**TASK INPUT**.
***

PR #3159, opened 2021-09-09
CI: Simplify ruby.yml workflow

olleolleolle:
This PR simplifies the **CI Ruby Workflow**.

- 🛠️  Quote `3.0` to avoid risking this Float becoming the String "3" when interpolating.
- 🧹  Format YAML lists so the GitHub editing UI likes it.
- 🧹  Remove unused "exclude:" directive for Ruby v2.4 entries.
- 🧹 Remove unused Node.js.
- ✅  Use setup-ruby's `bundler-cache: true` to do the whole of the caching & install.

### DIFF
--- a/.github/workflows/ruby.yml
+++ b/.github/workflows/ruby.yml
@@ -11,7 +11,6 @@ jobs:
       fail-fast: false
       matrix:
         os: [ubuntu-latest]
-        node: [14]
         ruby:
           - 2.7
           - "3.0"
@@ -39,14 +38,6 @@ jobs:
       BUNDLE_GEMFILE: ${{ matrix.gemfile }}
     steps:
       - uses: actions/checkout@v2
-
-      - name: Use Node.js ${{ matrix.node }}
-        uses: actions/setup-node@v1
-        with:
-          node-version: ${{ matrix.node }}
-
-      - name: Install yarn maybe
-        run: which yarn || npm install -g yarn
 
       - uses: ruby/setup-ruby@v1
         with:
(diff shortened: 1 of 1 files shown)


.github/workflows/ruby.yml
```diff
@@ -7,51 +7,36 @@ jobs:
...
             os: ubuntu-latest
             gemfile: gemfiles/Gemfile-rails-edge
             experimental: true
-          - ruby: 3.0
+          - ruby: "3.0"
             os: ubuntu-latest
             gemfile: gemfiles/Gemfile-rails-edge
             experimental: true
 
     steps:
```
bquorning, line 38: `BUNDLE_GEMFILE` needs to be set:
```suggestion
    env:
      BUNDLE_GEMFILE: ${{ matrix.gemfile }}
    steps:
```

olleolleolle: Perfect, that was it!

olleolleolle: That fixed my cut-and-paste mistake, thanks!

bquorning:
Perhaps too much for this PR, but… do you know why Node and Yarn is installed when we only run a Ruby process (`bundle exec rake`)? Perhaps it’s a copy/pasta from the JS test config files.

olleolleolle:
@bquorning https://github.com/rails/webpacker/blob/master/test/webpacker_test.rb#L18 in there, there's a Development Webpack server, which Ruby communicates with over a socket, perhaps that's a Node.js need?

bquorning (approved):

PR #3181, opened 2021-10-02
Add name for chunks

pustovalov:
https://webpack.js.org/configuration/optimization/#optimizationchunkids

before:
```
//manifest.json

    "bundle_highcharts": {
      "assets": {
        "js": [
          "/packs-test/js/runtime-961a03111ca01e88c396.js",
          "/packs-test/js/8840-7edb6b003836ece1c4e4.js",
          "/packs-test/js/bundle_highcharts-cfe86310052c07d694aa.js"
        ]
      }
    },

```

after:
```
//manifest.json

    "bundle_highcharts": {
      "assets": {
        "js": [
          "/packs-test/js/runtime-f6a92c002c82d2eef072.js",
          "/packs-test/js/vendors-node_modules_highcharts_highcharts_js-9c63cc616e88fd4499b6.js",
          "/packs-test/js/bundle_highcharts-a3894b57812733f3fe81.js"
        ]
      }
    },

```

### DIFF
--- a/package/environments/base.js
+++ b/package/environments/base.js
@@ -104,6 +104,7 @@ module.exports = {
   },
 
   optimization: {
+    chunkIds: 'named',
     splitChunks: { chunks: 'all' },
 
     runtimeChunk: 'single'


justin808:
@pustovalov how would this change benefit a project? What if many names are involved? In other words, how does this help your debugging?

From the docs https://webpack.js.org/configuration/optimization/#optimizationchunkids
> Also if the environment is development then optimization.chunkIds is set to 'named', while in production it is set to 'deterministic'

So the defaults are what we want, rather than setting the production value to be what's the default for development.

@guillaumebriday This should probably be closed as it conflicts with the defaults for webpack which seem appropriate.

PR #3182, opened 2021-10-02
Add core-js as webpacker dependency, update core-js version for @babe…

pustovalov:
…l/preset-env

In webpacker v6 users are advised to use the webpacker babel preset instead of their config:

https://github.com/rails/webpacker/blob/155a4f8a576fb5224442a79e075d10671d5e6c62/docs/v6_upgrade.md
```
Remove babel.config.js if you never changed it. Be sure to have this config in your package.json

"babel": {
  "presets": [
    "./node_modules/@rails/webpacker/package/babel/preset.js"
  ]
}
```

But webpacker babel config has this one:
https://github.com/rails/webpacker/blob/155a4f8a576fb5224442a79e075d10671d5e6c62/package/babel/preset.js#L24

to use `useBuiltIns: 'entry'` need to import `core-js` to an application:
https://babeljs.io/docs/en/babel-preset-env#usebuiltins-entry

and this one:
https://github.com/rails/webpacker/blob/155a4f8a576fb5224442a79e075d10671d5e6c62/package/babel/preset.js#L25
because of this line `core-js` should be dependency of webpacker in my opinion

```
It is recommended to specify the minor version otherwise "3" will be interpreted as "3.0" which may not include polyfills for the latest features.
```
https://babeljs.io/docs/en/babel-preset-env#corejs


pustovalov:
@guillaumebriday WDYT?

justin808:
@pustovalov can you:

1. rebase on master
2. Provide a sample app to verify your change.

Note, we're considering #3234, which would change this recommendation.

justin808:
Not needed with peer dependencies in https://github.com/shakacode/shakapacker

Issue #3183, opened 2021-10-03
[webpacker 6.0.0.rc.5] stylesheet_pack_tag doesn't work with HMR


pustovalov:
```
// webpacker.yml

hmr: false
```
![image](https://user-images.githubusercontent.com/1568885/135753441-0d2a38fb-5034-4d2f-a1f6-43008108d8fc.png)

```
// webpacker.yml

hmr: true
```

![image](https://user-images.githubusercontent.com/1568885/135753473-6154be93-65a9-44cd-8827-2a5e46ed12c7.png)

Demo repo:
https://github.com/pustovalov/webpacker-hmr-reproduce

guillaumebriday:
Could you take a look @justin808 please?

justin808:
Should we close this one? 

I don't see any documentation of the issue above.

justin808:
Seems like a misunderstanding that HMR page should have the CSS  on the HTML. It just shouldn't.

pustovalov:
>Should we close this one?

Need to describe it in the documentation at least. Webpacker v6 doesn't support HMR and CSS outside of JS together. Because this combination worked good in Webpacker v5.

justin808:
@pustovalov I think this should be closed. We've got support for CSS with HMR.

For React, here's the configuration for HMR.

https://github.com/rails/webpacker/pull/3224

pustovalov:
>We've got support for CSS with HMR.

@justin808 where was this support added? `stylesheet_pack_tag` still returns `nil`: https://github.com/rails/webpacker/blob/2f4df42c9a4b8d6f9838be0b60c599c8f1c5e363/lib/webpacker/helper.rb#L144

justin808:
It's supposed to return blank if that value is true.

Just setup your webpscker config so that value is false.

PR #3184, opened 2021-10-03
support stylesheet_pack_tag with HMR

pustovalov:
Closes https://github.com/rails/webpacker/issues/3183

Webpack with HRM can work with styles that are imported from JS, but can't work with styles outside of JS scope
https://webpack.js.org/guides/hot-module-replacement/#hmr-with-stylesheets

### DIFF
--- a/lib/webpacker/helper.rb
+++ b/lib/webpacker/helper.rb
@@ -141,8 +141,6 @@ module Webpacker::Helper
   #   <%= stylesheet_pack_tag 'calendar' %>
   #   <%= stylesheet_pack_tag 'map' %>
   def stylesheet_pack_tag(*names, **options)
-    return "" if Webpacker.inlining_css?
-
     stylesheet_link_tag(*sources_from_manifest_entrypoints(names, type: :stylesheet), **options)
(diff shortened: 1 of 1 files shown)


guillaumebriday:
@justin808 is that ok for you?

lib/webpacker/helper.rb
```diff
@@ -141,8 +141,6 @@ def preload_pack_asset(name, **options)
   #   <%= stylesheet_pack_tag 'calendar' %>
   #   <%= stylesheet_pack_tag 'map' %>
   def stylesheet_pack_tag(*names, **options)
-    return "" if Webpacker.inlining_css?
```
justin808, line 144: Removing this line definitely breaks HMR with CSS modules.

If somebody doesn't want HMR, the CSS is exported. So this is a doc issue if anything.

pustovalov: Yeah, this PR will not help with that issue. It would be great to restore the behavior from the previous version of webpacker when HMR works with `stylesheet_pack_tag`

***

**WORK ORDER**.
From the data above, return every line from the line that has "--- a/package/environments/base.js" up to and including the line that has "So the defaults", exactly.

**THE ANSWER**.
--- a/package/environments/base.js
+++ b/package/environments/base.js
@@ -104,6 +104,7 @@ module.exports = {
   },
 
   optimization: {
+    chunkIds: 'named',
     splitChunks: { chunks: 'all' },
 
     runtimeChunk: 'single'


justin808:
@pustovalov how would this change benefit a project? What if many names are involved? In other words, how does this help your debugging?

From the docs https://webpack.js.org/configuration/optimization/#optimizationchunkids
> Also if the environment is development then optimization.chunkIds is set to 'named', while in production it is set to 'deterministic'

So the defaults are what we want, rather than setting the production value to be what's the default for development.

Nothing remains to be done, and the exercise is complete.